That is, the thyristor 100 may be implemented as a 3-terminal or 4-terminal (anode, cathode, and gate terminals) thyristor.


According to one aspect of the present invention, the thyristor 100 may control latch-down voltage (VLD) and latch-up voltage (VLU) by adjusting the work functions of the second and third metal layers M2 and M3.


Specifically, in the case of conventional thyristor-based 1T-DRAM, voltage is controlled using the characteristic that latch-down voltage (VLD) and latch-up voltage (VLU) increase as the doping concentration of a base increases. On the other hand, in the case of the thyristor 100 according to one embodiment, voltage may be controlled using the characteristic that latch-down voltage (VLD) and latch-up voltage (VLU) increase as the work function of the second metal layer M2 increases and the work function of the third metal layer M3 decreases.


The characteristics of applying the thyristor 100 according to one embodiment as a memory cell of a cross-point memory will be described in more detail later with reference to FIGS. 5A and 5B.



FIGS. 2A to 2H are diagrams for explaining carrier concentration characteristics depending on the cross-sectional width of a thyristor according to one embodiment.


Referring to FIGS. 2A to 2H, reference numbers 210 to 240 show carrier concentration characteristics depending on the cross-sectional width of conventional vertical thyristor-based 1T-DRAM based on a doping process, and reference numbers 250 to 280 show carrier concentration characteristics depending on the cross-sectional width of the vertical thyristor-based cross-point memory according to one embodiment based on the charge plasma phenomenon.


Here, the cross-sectional width refers to a distance corresponding to the direction perpendicular to the stacking direction of each layer (i.e., first to second emitter layers, first to second base layers) constituting the thyristor, that is, the distance of each layer in the cross-sectional direction (horizontal direction).


Specifically, each of reference numbers 210 to 240 shows carrier concentration characteristics depending on the cross-sectional width of each of the first emitter layer (n++-type emitter), first base layer (p+-type base), second base layer (n+-type base), and second emitter layer (p++-type emitter) of the conventional thyristor-based IT-DRAM.


In addition, reference numbers 250 to 280 show carrier concentration characteristics depending on the cross-sectional width of each of the first emitter layer (n++-type emitter), first base layer (p+-type base), second base layer (n+-type base), and second emitter layer (p++-type emitter) of the thyristor-based cross-point memory according to one embodiment.

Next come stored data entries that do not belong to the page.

PR #1546, opened 2019-11-14
Replace the shell script cleanup tool with a go equivalent

adrcunha:
The go tool cleans up registries in parallel, thus immensely speeding up the process (4h x 30h).

Run the tool every 2 days to avoid quota errors, since now we have 100 boskos projects (https://cloud.google.com/container-registry/quotas)

Basic testing is in place, although the tool was tested manually. Further required unit testing (currently noted as TODOs) will be added in a future PR, as I would like to have this running and cleaning up the projects before something breaks. :)

Part of #1399 

/assign @chaodaiG


adrcunha:
I can't make the build tests pass cleanly, even though they pass locally. Closing this and creating the same PR again as https://github.com/knative/test-infra/pull/1549

/close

Referring to reference numbers 210 to 280, it can be confirmed that the conventional thyristor-based IT-DRAM in which the first emitter layer (n++-type emitter), the first base layer (p+-type base), the second base layer (n+-type base), and the second emitter layer (p++-type emitter) are respectively doped at a concentration of 1×1020 cm−3, 1×1018 cm−3, 1×1018 cm−3, and 1×1020 cm−3 exhibits a carrier concentration that is almost identical to the doping concentration of each layer regardless of cross-sectional distances.

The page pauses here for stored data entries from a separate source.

PR #1547, opened 2019-11-14
updated the monitor config to remove noise

yt3liu:

Update the config to remove noise. 

Max failure from Mid-October to November for the below errors: 
* Knative setup failed: 33
* test setup failed: 2
* Something went wrong: starting e2e cluster: error creating cluster: 26
* ERROR: timeout waiting for pods to come up: 7 

Fixes #

### DIFF
--- a/tools/monitoring/config/config.yaml
+++ b/tools/monitoring/config/config.yaml
@@ -13,20 +13,6 @@
 # limitations under the License.
 
 spec:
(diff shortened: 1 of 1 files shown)


chizhg:
I believe the biggest noise is from the `.*` error pattern. Can we completely remove it (the last config)? Performance testing jobs will not need it since it's already been monitored by Stackdriver.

On the other hand, in the case of the thyristor-based cross-point memory according to one embodiment based on the charge plasma phenomenon, as a location approaches the edge of each layer, the concentration of the location approaches the intended concentration, and as a location approaches the center of each layer, the concentration of the location decreases.


In particular, in the thyristor-based cross-point memory according to one embodiment, the phenomenon of reducing the concentration as described above is noticeable in an emitter with a relatively high concentration. In cell sizes of 10 nm or less, the difference in concentration between the edge and the center is less than 10 times, so the phenomenon is not considered a problem in operating as a thyristor.

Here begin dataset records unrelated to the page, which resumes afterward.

PR #1549, opened 2019-11-15
Replace the shell script cleanup tool with a go equivalent

### LINKED ISSUE #1399: Improve efficiency of test resources cleanup tool

adrcunha:
The go tool cleans up registries in parallel, thus immensely speeding up the process (4h x 30h).

Run the tool every 2 days to avoid quota errors, since now we have 100 boskos projects (https://cloud.google.com/container-registry/quotas)

Basic testing is in place, although the tool was tested manually. Further required unit testing (currently noted as TODOs) should be added in a future PR, as I would like to have this running and cleaning up the projects before something breaks. :)

Fixes #1399

/assign @chaodaiG


tools/cleanup/cleanup.go
```diff
@@ -0,0 +1,308 @@
...
+
+	log.Printf("All operations finished in %s", time.Now().Sub(start))
+
+	return nil
+}
+
+// main is the script entry point.
+func main() {
+	flag.Parse()
+	if err := cleanup(); err != nil {
```
chaodaiG: IMHO, to make it easier to implement unit tests, it would be helpful to use something OOP like style, so that the actual functions that need network can be easily mocked, and all functions other than main can have unit tests. something in my mind looks like:
```
imageClient := newImageClient(sa)
imageClient.Run(option. daysToKeepImages...)
...
```

tools/cleanup/cleanup.go
```diff
@@ -0,0 +1,308 @@
...
+	"github.com/google/go-containerregistry/pkg/v1/remote"
+	"github.com/pkg/errors"
+	"google.golang.org/api/option"
+	"knative.dev/test-infra/shared/common"
+
+	"knative.dev/pkg/test/gke"
+)
+
+// resourceDeleter is a function that deletes a particular type of resource, and return how many resources were deleted.
+type resourceDeleter func(string, time.Time) (int, error)
```
chaodaiG: feel like can be a interface

tools/cleanup/cleanup.go
```diff
@@ -0,0 +1,308 @@
...
+	count := 0
+	for _, cluster := range clusters {
+		creation, err := time.Parse(time.RFC3339, cluster.CreateTime)
+		if err != nil {
+			return count, errors.Wrapf(err, "error getting creation time for cluster %q", cluster.Name)
+		}
+		age := int(time.Since(creation).Hours())
+		log.Printf("%s/%s is %d hours old", project, cluster.Name, age)
+		if creation.Before(before) {
+			if *dryRun {
```
chaodaiG: this dryRun logic can be refactored out or maybe use this one: https://github.com/knative/pkg/blob/master/test/helpers/dryrun.go

tools/cleanup/cleanup.go
```diff
@@ -0,0 +1,308 @@
...
+			countLock.Unlock()
+			if err != nil {
+				cause := errors.Cause(err).Error()
+				errsLock.Lock()
+				if _, ok := errs[cause]; !ok {
+					errs[cause] = err
+				}
+				errsLock.Unlock()
+			}
+			<-concurrencyChan
```
chaodaiG: this is not guaranteed to run every time, failures would block the channel, is it intended?

tools/cleanup/cleanup.go
```diff
@@ -0,0 +1,308 @@
...
+	for i := range projects {
+		wg.Add(1)
+		go func(project string) {
+			defer wg.Done()
+			// Block processing if concurrency reached the limit.
+			concurrencyChan <- struct{}{}
+			// Do not process if previous invocations failed. This prevents a large
+			// build-up of failed requests and rate limit exceeding (e.g. bad auth).
+			errsLock.RLock()
+			failed := len(errs) > 0
```
chaodaiG: so a single failure fails all following events?

tools/cleanup/cleanup.go
```diff
@@ -0,0 +1,308 @@
...
+	errStrings := make([]string, 0)
+	for i := range errs {
+		errStrings = append(errStrings, errs[i].Error())
+	}
+	return count, errStrings
+}
+
+// showStats displays basic stats based on the return values from deleteResources.
+func showStats(count int, errs []string) {
+	log.Printf("%d resources deleted", count)
```
chaodaiG: not sure if count is needed if it's just for displaying how many resources deleted, does it worth throttling with another lock with just this information?

tools/cleanup/cleanup.go
```diff
@@ -0,0 +1,308 @@
...
+				return
+			}
+			c, err := deleteFunc(project, before)
+			// Update counter and errors list.
+			countLock.Lock()
+			count += c
+			countLock.Unlock()
+			if err != nil {
+				cause := errors.Cause(err).Error()
+				errsLock.Lock()
```
chaodaiG: how about sending to an unbufferred channel instead of a lock?

tools/cleanup/cleanup.go
```diff
@@ -0,0 +1,308 @@
...
+	defer close(concurrencyChan)
+
+	count := 0
+	for i := range projects {
+		wg.Add(1)
+		go func(project string) {
+			defer wg.Done()
+			// Block processing if concurrency reached the limit.
+			concurrencyChan <- struct{}{}
+			// Do not process if previous invocations failed. This prevents a large
```
chaodaiG: I think there is a race condition here, since this for loop schedule goroutines without any wait time in between, all of the projects probably would start at the same time, and they lined up waiting for `errsLock` then enter the next phase one right after another, so when the first goroutine hit an error some of the other goroutines probably already passed this check. 
How about make it wait for a few seconds before scheduling the next project? Or just wait when `i == 1`?

tools/cleanup/cleanup.go
```diff
@@ -0,0 +1,308 @@
...
+			// build-up of failed requests and rate limit exceeding (e.g. bad auth).
+			errsLock.RLock()
```
chaodaiG: using an errChannel maybe? by this way we can do:
```
for i := range projects {
  // If errChannel is not empty: return
```

tools/cleanup/cleanup.go
adrcunha: Yes. As explained in the comment above, we want to avoid an avalanche of errors (usually the quota error due to the amount of projects).

tools/cleanup/cleanup.go
adrcunha: It's not needed, but it's a nice to have statistics. Deleting a resource is several orders of magnitude slower than a simple locking, the throttling you're concerned about is negligible.

tools/cleanup/cleanup.go
adrcunha: Your suggested wait will throttle much more than the counter lock above. :D I'm not concerned about this case, because the idea is to avoid a flooding of errors, it's OK if a few routines try the resource deletion even if a failure occurred (it won't break the tool or the process).

adrcunha:
I confess I wasn't expecting such a simple tool to have its code being more complex than necessary, but since this is not blocking anything and this is not a high priority for me I'll implement your suggestions as my spare time permits. I'll ping you once this is ready for review. Feel free to add more comments as you see fit though.

tools/cleanup/cleanup.go
```diff
@@ -0,0 +1,308 @@
...
+	}
+	gcrrepo, err := name.NewRepository(repoRoot)
+	if err != nil {
+		return 0, errors.Wrapf(err, "cannot open registry %q", repoRoot)
+	}
+	count := 0
+	// Walk down the registry, checking all images and deleting the old ones.
+	return count, google.Walk(gcrrepo, func(repo name.Repository, tags *google.Tags, err error) error {
+		// If we got an error, just return it, there's nothing to do here.
+		if tags == nil {
```
chizhg: Should it be `if err != nil` ?

tools/cleanup/cleanup.go
```diff
@@ -0,0 +1,308 @@
...
+					errs[cause] = err
+				}
+				errsLock.Unlock()
+			}
+			<-concurrencyChan
+		}(projects[i])
+	}
+	wg.Wait()
+	// Extract the error strings from the map of errors.
+	errStrings := make([]string, 0)
```
chizhg: Change to `make([]string, len(errs))` ? Then line 235 will need to be changed to `errStrings[i] = errs[i].Error()`.

tools/cleanup/cleanup.go
```diff
@@ -0,0 +1,308 @@
...
+	for i := range errs {
```
chizhg: The key is a string, and `i` is used to represent an integer, probably change it to `s`?

tools/cleanup/cleanup.go
```diff
@@ -0,0 +1,308 @@
...
+	// Select projects, perform operations.
+	var projects []string
+	if projects, err = selectProjects(*project, *projectResourceYaml, *reProjectName); err != nil {
+		return err
+	}
+	start := time.Now()
+
+	if *daysToKeepImages >= 0 {
+		log.Println("Removing images that are:")
+		log.Printf("- older than %d days", *daysToKeepImages)
```
chizhg:
```suggestion
		log.Printf("- older than %d days\n", *daysToKeepImages)
```

tools/cleanup/cleanup.go
```diff
@@ -0,0 +1,308 @@
...
+		showStats(deleteResources(projects, start.Add(-24*time.Hour*time.Duration(*daysToKeepImages)), deleteImages))
+	}
+
+	if *hoursToKeepClusters >= 0 {
+		log.Println("Removing clusters that are:")
+		log.Printf("- older than %d hours", *hoursToKeepClusters)
```
chizhg:
```suggestion
		log.Printf("- older than %d hours\n", *hoursToKeepClusters)
```

tools/cleanup/cleanup.go
adrcunha: Unnecessary, log entries are one per line.

tools/cleanup/cleanup.go
adrcunha: Unnecessary, log entries are one per line.

tools/cleanup/cleanup.go
adrcunha: Done.

tools/cleanup/cleanup.go
adrcunha: Good catch, fixed.

tools/cleanup/cleanup.go
adrcunha: Good catch, done.

tools/cleanup/cleanup.go
adrcunha: Actually this code had a bug and the order wasn't constant, fixed.

tools/cleanup/cleanup.go
adrcunha: Indeed. Done.

tools/cleanup/cleanup.go
```diff
@@ -0,0 +1,308 @@
...
+
+	"knative.dev/pkg/test/gke"
+)
+
+// resourceDeleter is a function that deletes a particular type of resource, and return how many resources were deleted.
+type resourceDeleter func(string, time.Time) (int, error)
+
+var (
+	// Command-line flags.
+	projectResourceYaml  = flag.String("project-resource-yaml", "", "Resources file containing the names of the projects to be cleaned up.")
```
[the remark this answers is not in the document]
adrcunha: Passed options as parameters to functions, as using a single struct to pass around unrelated parameters is a bit awkward. That should also benefit testing.

tools/cleanup/cleanup.go
adrcunha: Good idea, it's cleaner. Done.

tools/cleanup/cleanup.go
adrcunha: Done.

tools/cleanup/cleanup.go
```diff
@@ -0,0 +1,308 @@
...
+	return projects, nil
+}
+
+// deleteImage deletes a single GCR image pointed by the given reference.
+func deleteImage(ref string) error {
+	image, err := name.ParseReference(ref)
+	if err != nil {
+		return errors.Wrapf(err, "failed to parse reference %q", ref)
+	}
+	if err := remote.Delete(image, remote.WithAuthFromKeychain(auther)); err != nil {
```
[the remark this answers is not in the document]
adrcunha: This means increasing the complexity of the code and making it harder to read just to make mocking easier. I would prefer using a global variable pointing to the method, so I can override it in tests. WDYT?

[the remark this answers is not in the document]
chaodaiG: that'll work for me, as long as it's easy to write unit test

tools/cleanup/cleanup.go
adrcunha: Handled this in the comment above about using an OOP style.

tools/cleanup/cleanup.go
adrcunha: Made the suggested change to the approach. Honestly I'm not convinced it makes mocking easier since it's just 2 "classes". PTAL and LMK if that's what you had in mind. The code is untested, but I don't want to invest more time on it before making sure the changes do address your feedback. Once they do, I'll make sure the code works and update the tests.

chaodaiG: Thanks  for making the change, this is very close to what I had in mind. Will lgtm once the code is tested

shared/common/common.go
```diff
@@ -42,14 +43,21 @@ func CreateDirWithFileMode(dirPath string, perm os.FileMode) error {
 	return nil
 }
 
+// ExecCommand run the given command and returns the output
+func ExecCommand(cmd string, args ...string) (string, string, error) {
```
chizhg: This can now be replaced with the `cmd` lib we have in `pkg/test` - https://github.com/knative/pkg/blob/master/test/cmd/command.go, if you like.

adrcunha:
> Do you think if it is fine to leave them (it seems there will not be much cost as no traffic will be sent to the topics)? Or shall we also support cleaning them up in this tool?

For the sake of simplicity and productivity (this PR is already 2 month old), and since they don't count against quota, I would say leave it and implement a cleaner if necessity arises.

shared/common/common.go
adrcunha: Thanks. Done.

adrcunha:
@chaodaiG this is finally ready for another review.

chaodaiG:
/approve

Defer to @chizhg apply lgtm since he had question also

chizhg:
/lgtm
Thanks!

FIGS. 3A to 3D are diagrams for explaining carrier concentration characteristics and energy band structure characteristics depending on the cross-sectional length of a thyristor according to one embodiment.


Referring to FIGS. 3A to 3D, reference numbers 310 and 320, respectively, show carrier concentration characteristics and energy band structures depending on the cross-sectional length of the conventional thyristor-based IT-DRAM based on a doping process.


In addition, reference numbers 330 and 340, respectively, show carrier concentration characteristics and energy band structures depending on the cross-sectional length of the cross-point memory based on the thyristor according to one embodiment based on the charge plasma phenomenon.


Here, the cross-sectional length refers to a distance corresponding to the stacking direction of each layer (i.e., first and second emitter layers, first and second base layers) constituting the thyristor, that is, the distance of each layer in the longitudinal-sectional direction (vertical direction).


Referring to reference numbers 310 to 340, in the case of the conventional thyristor-based IT-DRAM, the carrier concentration cannot maintain the doping concentration due to a depletion phenomenon where the first base layer (p+-base) and the second base layer (n+-base) form a junction with the adjacent layer and reduces. As a result, a gentle energy band structure is shown.


On the other hand, in the case of the cross-point memory based on the thyristor according to one embodiment, since there is no dopant doping, the depletion phenomenon does not occur, so the intended concentration may be maintained at the junction. Accordingly, a steep energy band structure is shown.


That is, the cross-point memory based on the thyristor according to one embodiment and the conventional thyristor-based 1T-DRAM have different carrier concentrations and energy band structures in the longitudinal-sectional direction, but it is analyzed that this is not a problem in operating as a thyristor.



FIG. 4 is a diagram for explaining the electrical characteristics of a thyristor having a vertical structure according to one embodiment.


Referring to FIG. 4, reference number 400 shows the comparison results of the electrical characteristics of the conventional thyristor-based 1T-DRAM (doped thyristor) based on a doping process and the cross-point memory (doping-less thyristor) based on the thyristor according to one embodiment based on the charge plasma phenomenon.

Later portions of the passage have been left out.